-- Extracted data follows --

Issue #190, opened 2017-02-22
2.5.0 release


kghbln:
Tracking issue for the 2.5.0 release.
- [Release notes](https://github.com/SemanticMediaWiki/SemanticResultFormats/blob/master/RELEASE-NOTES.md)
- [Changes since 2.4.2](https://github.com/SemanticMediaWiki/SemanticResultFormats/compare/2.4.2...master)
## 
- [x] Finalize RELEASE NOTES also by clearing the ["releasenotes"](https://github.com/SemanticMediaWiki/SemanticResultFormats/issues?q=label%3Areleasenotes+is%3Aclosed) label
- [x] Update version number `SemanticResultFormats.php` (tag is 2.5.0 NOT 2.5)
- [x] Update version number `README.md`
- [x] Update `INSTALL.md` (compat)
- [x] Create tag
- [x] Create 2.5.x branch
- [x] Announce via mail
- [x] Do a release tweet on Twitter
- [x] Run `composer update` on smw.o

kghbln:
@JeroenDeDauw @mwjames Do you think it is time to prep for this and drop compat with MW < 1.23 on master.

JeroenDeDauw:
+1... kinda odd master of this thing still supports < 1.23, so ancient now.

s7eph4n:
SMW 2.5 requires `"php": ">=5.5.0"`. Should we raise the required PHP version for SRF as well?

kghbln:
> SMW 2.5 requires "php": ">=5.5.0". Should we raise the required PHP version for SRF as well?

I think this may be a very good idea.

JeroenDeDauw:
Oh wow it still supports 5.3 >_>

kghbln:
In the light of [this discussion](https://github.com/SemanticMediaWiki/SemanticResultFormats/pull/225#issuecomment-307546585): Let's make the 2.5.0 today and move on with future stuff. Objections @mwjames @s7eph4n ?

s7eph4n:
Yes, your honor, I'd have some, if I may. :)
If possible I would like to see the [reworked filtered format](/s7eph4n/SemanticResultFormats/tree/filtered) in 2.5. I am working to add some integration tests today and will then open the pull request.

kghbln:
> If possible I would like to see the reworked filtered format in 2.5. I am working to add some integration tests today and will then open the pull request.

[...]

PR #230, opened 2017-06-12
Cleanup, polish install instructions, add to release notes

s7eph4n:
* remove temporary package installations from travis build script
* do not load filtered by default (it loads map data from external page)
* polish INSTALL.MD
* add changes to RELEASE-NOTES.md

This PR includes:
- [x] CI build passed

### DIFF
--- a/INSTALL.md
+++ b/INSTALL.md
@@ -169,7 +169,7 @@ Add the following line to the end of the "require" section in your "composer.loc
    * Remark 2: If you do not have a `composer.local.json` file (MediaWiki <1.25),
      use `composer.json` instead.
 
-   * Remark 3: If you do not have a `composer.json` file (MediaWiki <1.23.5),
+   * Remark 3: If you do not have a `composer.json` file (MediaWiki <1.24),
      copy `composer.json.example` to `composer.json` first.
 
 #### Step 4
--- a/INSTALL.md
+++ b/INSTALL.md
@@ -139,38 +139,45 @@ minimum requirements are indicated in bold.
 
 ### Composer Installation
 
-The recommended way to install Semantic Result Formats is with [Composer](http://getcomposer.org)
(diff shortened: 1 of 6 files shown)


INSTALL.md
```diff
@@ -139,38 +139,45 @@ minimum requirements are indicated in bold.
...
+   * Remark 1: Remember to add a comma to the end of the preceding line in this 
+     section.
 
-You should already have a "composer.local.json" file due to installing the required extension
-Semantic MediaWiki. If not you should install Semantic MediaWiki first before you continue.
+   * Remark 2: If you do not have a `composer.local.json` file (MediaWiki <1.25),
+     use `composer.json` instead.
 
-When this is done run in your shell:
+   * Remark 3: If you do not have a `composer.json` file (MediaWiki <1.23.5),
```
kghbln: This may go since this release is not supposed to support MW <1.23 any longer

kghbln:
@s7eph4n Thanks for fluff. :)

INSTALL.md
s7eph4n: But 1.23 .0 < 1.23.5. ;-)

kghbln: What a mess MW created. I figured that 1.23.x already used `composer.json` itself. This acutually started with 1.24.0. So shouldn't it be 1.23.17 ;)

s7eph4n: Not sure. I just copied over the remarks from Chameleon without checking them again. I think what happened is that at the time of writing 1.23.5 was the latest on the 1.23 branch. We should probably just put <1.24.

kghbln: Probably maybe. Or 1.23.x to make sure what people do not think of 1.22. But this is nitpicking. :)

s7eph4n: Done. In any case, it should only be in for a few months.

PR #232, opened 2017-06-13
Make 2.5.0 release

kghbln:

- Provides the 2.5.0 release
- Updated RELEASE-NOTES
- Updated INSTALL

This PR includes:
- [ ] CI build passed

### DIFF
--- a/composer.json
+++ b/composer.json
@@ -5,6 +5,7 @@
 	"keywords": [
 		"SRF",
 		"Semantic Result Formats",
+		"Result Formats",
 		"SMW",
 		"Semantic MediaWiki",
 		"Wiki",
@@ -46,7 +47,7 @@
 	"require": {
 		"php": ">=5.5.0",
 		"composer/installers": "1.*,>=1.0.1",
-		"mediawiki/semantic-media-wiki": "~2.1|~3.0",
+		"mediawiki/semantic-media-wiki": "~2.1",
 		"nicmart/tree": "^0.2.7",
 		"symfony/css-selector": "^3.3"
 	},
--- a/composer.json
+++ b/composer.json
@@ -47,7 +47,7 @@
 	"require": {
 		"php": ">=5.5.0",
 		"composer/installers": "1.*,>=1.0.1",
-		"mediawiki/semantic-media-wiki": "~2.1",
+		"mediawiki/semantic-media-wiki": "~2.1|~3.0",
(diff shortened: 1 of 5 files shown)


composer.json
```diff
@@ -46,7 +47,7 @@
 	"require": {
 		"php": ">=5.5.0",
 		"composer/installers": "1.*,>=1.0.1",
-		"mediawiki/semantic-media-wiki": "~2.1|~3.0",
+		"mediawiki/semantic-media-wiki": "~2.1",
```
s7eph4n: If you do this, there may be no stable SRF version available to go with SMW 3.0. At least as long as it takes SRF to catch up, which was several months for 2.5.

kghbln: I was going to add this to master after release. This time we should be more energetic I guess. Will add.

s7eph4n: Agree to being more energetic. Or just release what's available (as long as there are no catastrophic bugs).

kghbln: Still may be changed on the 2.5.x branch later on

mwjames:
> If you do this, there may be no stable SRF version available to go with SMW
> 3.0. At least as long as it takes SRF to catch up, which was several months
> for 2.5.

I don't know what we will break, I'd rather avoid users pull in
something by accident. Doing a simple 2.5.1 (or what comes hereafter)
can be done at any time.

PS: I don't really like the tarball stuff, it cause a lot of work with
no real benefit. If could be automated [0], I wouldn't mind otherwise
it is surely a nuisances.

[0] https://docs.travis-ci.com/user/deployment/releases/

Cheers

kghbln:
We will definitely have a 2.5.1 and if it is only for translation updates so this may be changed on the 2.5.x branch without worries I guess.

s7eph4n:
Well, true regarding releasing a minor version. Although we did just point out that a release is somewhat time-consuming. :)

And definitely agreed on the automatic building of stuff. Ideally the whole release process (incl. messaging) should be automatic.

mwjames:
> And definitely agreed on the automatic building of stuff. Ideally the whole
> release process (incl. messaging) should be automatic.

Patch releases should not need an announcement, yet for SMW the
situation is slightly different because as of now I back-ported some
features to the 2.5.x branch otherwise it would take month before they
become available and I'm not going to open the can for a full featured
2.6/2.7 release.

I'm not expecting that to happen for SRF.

-- Extracted data concluded --

• **Exercise**
Search the entries above for lines containing the word "then", and copy each one.

• **Finished exercise**
If possible I would like to see the [reworked filtered format](/s7eph4n/SemanticResultFormats/tree/filtered) in 2.5. I am working to add some integration tests today and will then open the pull request.
> If possible I would like to see the reworked filtered format in 2.5. I am working to add some integration tests today and will then open the pull request.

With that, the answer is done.